The Manafort indictment

I can think of no one better than Andy McCarthy to evaluate the indictment of Paul Manafort. In McCarthy’s view, the indictment “is much ado about nothing . . . except as a vehicle to squeeze Manafort, which is special counsel Robert Mueller’s objective.”

That sounds right.

McCarthy explains:

This case has nothing to do with what Democrats and the media call “the attack on our democracy” (i.e., the Kremlin’s meddling in the 2016 election, supposedly in “collusion” with the Trump campaign).

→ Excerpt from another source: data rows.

PR #3957, opened 2026-09-13
fix(notifications): don't report a temperature breach exactly at the threshold

### LINKED ISSUE #3956: Notification content lists a temperature breach at exactly the threshold, inconsistent with the incident-driving check
**Describe the bug**

`NotificationMessageBuilder.extractThresholdBreaches` reports a temperature breach with `maxTemp >= threshold`, while `StatusService.computeHardwareStatus` — the check that actually drives the "breached" status transition and incident creation — uses a strict `maxTemp > threshold` for the same comparison (as do cpu, memory and disk in both files; temp is the only metric where the two files disagree).

**To reproduce**

1. A hardware monitor has `tempAlertThreshold: 80` and is already `breached` for some other reason (say `cpuAlertThreshold` exceeded).
2. A check reports `cpu.temperature: [80]` — exactly at the threshold, not over it.
3. `StatusService` correctly does not count temp among the breaching metrics (`80 > 80` is false).
4. `extractThresholdBreaches`, called separately to build the notification content, evaluates `80 >= 80` as true and lists temperature as a breaching metric in the alert.

**Expected behavior**

Temperature exactly at the threshold should not be reported as a breach, matching cpu/memory/disk's own boundary behavior and the status-transition check for the same metric.

PR with the one-character fix (`>=` → `>`) plus a regression test coming right after this.

Asgabani:
Fixes #3956.

## What changed

`NotificationMessageBuilder.extractThresholdBreaches` compared temperature with `maxTemp >= threshold`, while `StatusService.computeHardwareStatus` — the check that actually drives the "breached" status transition and incident creation — uses `maxTemp > threshold` for the same metric. cpu, memory and disk already use `>` consistently in both files; temp was the only one where the two diverged.

Practical effect: a monitor already `breached` for some other metric (say CPU) would have its notification content list temperature as a breaching metric when temp sat exactly at its threshold, even though that same reading would never have caused a "breached" transition on its own.

One-line fix (`>=` → `>`) plus a regression test covering the exact-threshold boundary, mirroring the existing "below threshold" tests for the same metric.

## Testing

- `npm run lint` (server): clean.
- `npm run format` (server): unchanged, already formatted.
- `npx jest --no-coverage test/unit/services/notificationMessageBuilder.test.ts`: 57/57 pass (new boundary test included).
- `npx jest --no-coverage test/unit/services/statusService.test.ts`: 94/94 pass (confirms no regression on the check this fix aligns with).
- Full suite (`npx jest --coverage`): 93 suites / 1728 tests pass; `notification.message-builder.ts` at 100% line coverage.
- `npm run build` (server): succeeds.


ajhollid (approved):
Thanks for catching this, appreciate your contribution to the project!

PR #3958, opened 2026-09-14
Feat/invite status and duration

MahlonW:
## Describe your changes

Adds pending-invite management to the Team tab: admins can now see outstanding invites, change how long an invite stays valid, and revoke one outright.

Previously every invite expired exactly 1 hour after creation, enforced by a fixed-window Mongo TTL index (`expires: 3600` anchored to creation time), there was no way to see outstanding invites, and no way to revoke one short of waiting for it to lapse.

**Backend**

- `invite.model.ts` now stores an absolute expiry timestamp with a per-document TTL index (`expireAfterSeconds: 0`), so each invite carries its own duration.
- New repository methods: `findById`, `findByTeamId`, `updateExpiryById`, `deleteById` — all team-scoped, returning 404 on cross-team access.
- New endpoints, all behind `verifyJWT` + `isAllowed(["admin", "superadmin"])`:
  - `GET /invite` — list pending invites for the team
  - `PATCH /invite/:id/expiry` — change how long an invite stays valid
  - `DELETE /invite/:id` — revoke a pending invite
- `InviteService.getInvites` / `updateInviteExpiry` strip the invite `token` before returning — it is a bearer credential for accepting the invite and must never leave the send endpoint.
- `updateInviteExpiry` and `deleteInvite` are both gated by the same role check used on invite creation: an actor may only act on invites for roles they are allowed to manage, so an admin cannot revoke or extend a superadmin invite.
- Duration bounds (1 hour – 30 days, whole hours) centralised in `invite.constants.ts` and shared by both the create and update validators.
- Migration `0013_convertInviteExpiryToAbsoluteTtl` advances existing invites' stored `expiry` by the legacy 1-hour window so already-issued invites expire at the same wall-clock moment as before, then drops the old fixed-window index so the post-migration `syncIndexes()` pass can create the new per-document one.

**Frontend**

- `PendingInvitesTable` — email, role, status (pending/expired), expiry, and a row actions menu with "Change duration" and a red "Delete".
- `ChangeInviteDurationDialog` + `DurationSelectField`, sharing a single `INVITE_DURATION_OPTIONS` list.
- `DeleteInviteDialog` — destructive confirm naming the invitee, warning that the existing link stops working.
- `InviteTeamMemberDialog` gains a duration picker so the duration can be set at creation time.

Fixes #

```Javascript
<div>{t('add')}</div>
```

image
image
image
image
image


ajhollid (changes requested):
Conceptually this looks fine, but there are some issues to resolve.

As far as I can tell, expiry is never actually enforced.  All queries should now be filtered by expiry date, unless I'm missing something.

The migration can also be applied more than once, please make sure it is guarded correctly.

Please remove all the narrative comments as well, they mostly just add noise.

Additionally please make sure to format, this PR is failing format checks.  Thank you!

Essentially, Manafort and his associate, Richard W. Gates, are charged with (a) conspiring to conceal from the U.S. government about $75 million they made as unregistered foreign agents for Ukraine, years before the 2016 election (mainly, from 2006 through 2014), and (b) a money-laundering conspiracy.

The Manafort indictment contains two main counts, and ten others. The grandiose sounding “Conspiracy against the United States,” Count One, mainly involves Manafort’s and Gates’s alleged failure to file Treasury Department forms required by the Bank Secrecy Act.

The other main count, a money-laundering conspiracy, alleges that Manafort and Gates moved money in and out of the United States with the intent to promote “specified unlawful activity.” That activity is said to have been their acting as unregistered foreign agents.

On first viewing, McCarthy finds these counts as “shaky and overcharged,” “at least in part.” Since the charges themselves aren’t earth-shaking (did we really need a special counsel to bring them)?, I won’t summarize Andy’s reasoning.

Andy concludes:

From President Trump’s perspective, the indictment is a boon from which he can claim that the special counsel has no actionable collusion case. It appears to reaffirm former FBI director James Comey’s multiple assurances that Trump is not a suspect. And, to the extent it looks like an attempt to play prosecutorial hardball with Manafort, the president can continue to portray himself as the victim of a witch hunt.

It’s true that Team Trump can continue to make these claims. I think it’s also true, as a lawyer told the Washington Post, that “while the White House could say that these indictments don’t advance the collusion narrative, they don’t negate it either.”

To me, the key point is that the Manafort indictment puts Mueller is a good position to squeeze Manafort for information that might advance the collusion narrative and might even support a case against President Trump.